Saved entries
PR #726, opened 2019-06-27
Add composer flags

theofidry:
Add various composer flags to make the composer install/update command faster and more digest in the CI


theofidry:
@sanmai can you confirm me that the AppVeyor error is just a random one? Looks weird to me that it would fail on `composer install` but not `composer update`

sanmai:
tbh I have no idea what is that going on AppVeyor. Puzzled just like you are.

theofidry:
Seems recurrent... @infection/core does anyone has an idea?

PR #729, opened 2019-06-28
Add autoReview group

### LINKED ISSUE #727: Ensure all tests under AutoReview belong to the `auto-review` group
See https://github.com/infection/infection/pull/723#discussion_r298497357 for more details

theofidry:
- Create a new PHPUnit configuration with a test suite for `AutoReview` only
- Add an entry to the `Makefile` to easily run the auto-review test suite
- Add the auto-review test suite to `Travis#Static Code Analysis`: could be put in a dedicated build but I think it makes sense to have a build with code quality related stuff

Closes #727


theofidry:
Reworked the PR for a _much_ simpler approach than the `@group autoReview` approach. Bonus: the tests should also be slightly faster because longer part of the default test suite (which adds a bit + the coverage - phpdbg or xdebug, overhead).

BackEndTea:
I don't think we should remove the autoreview tests from the default test suite. The fact that it is ran automatically when running `vendor/bin/phpunit` means that new contributor will know what is going on, and what to fix.

theofidry:
The contributor should run `make test` not `vendor/bin/phpunit`, precisely because we can't encapsulate all of our tests with just `vendor/bin/phpunit` :)

theofidry:
You can check the previous WIP commit for reference: it's an order of magnitude more complex (although not overwhelming) and the DX is less nice as well when it comes to add an auto-review test.

Also one advantage of this is:

- It makes the default test suite faster
- We are sure there is no risk of code coverage being generated for an auto-review test hence no possible mutant for it either (which would only slow things down for no reasons)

__WHAT THE EXERCISE ASKS__: Using the data above, return each line exactly as written.

__OUTPUT BELOW__:
PR #726, opened 2019-06-27
Add composer flags

theofidry:
Add various composer flags to make the composer install/update command faster and more digest in the CI


theofidry:
@sanmai can you confirm me that the AppVeyor error is just a random one? Looks weird to me that it would fail on `composer install` but not `composer update`

sanmai:
tbh I have no idea what is that going on AppVeyor. Puzzled just like you are.

theofidry:
Seems recurrent... @infection/core does anyone has an idea?

PR #729, opened 2019-06-28
Add autoReview group

### LINKED ISSUE #727: Ensure all tests under AutoReview belong to the `auto-review` group
See https://github.com/infection/infection/pull/723#discussion_r298497357 for more details

theofidry:
- Create a new PHPUnit configuration with a test suite for `AutoReview` only
- Add an entry to the `Makefile` to easily run the auto-review test suite
- Add the auto-review test suite to `Travis#Static Code Analysis`: could be put in a dedicated build but I think it makes sense to have a build with code quality related stuff

Closes #727


theofidry:
Reworked the PR for a _much_ simpler approach than the `@group autoReview` approach. Bonus: the tests should also be slightly faster because longer part of the default test suite (which adds a bit + the coverage - phpdbg or xdebug, overhead).

BackEndTea:
I don't think we should remove the autoreview tests from the default test suite. The fact that it is ran automatically when running `vendor/bin/phpunit` means that new contributor will know what is going on, and what to fix.

theofidry:
The contributor should run `make test` not `vendor/bin/phpunit`, precisely because we can't encapsulate all of our tests with just `vendor/bin/phpunit` :)

theofidry:
You can check the previous WIP commit for reference: it's an order of magnitude more complex (although not overwhelming) and the DX is less nice as well when it comes to add an auto-review test.

Also one advantage of this is:

- It makes the default test suite faster
- We are sure there is no risk of code coverage being generated for an auto-review test hence no possible mutant for it either (which would only slow things down for no reasons)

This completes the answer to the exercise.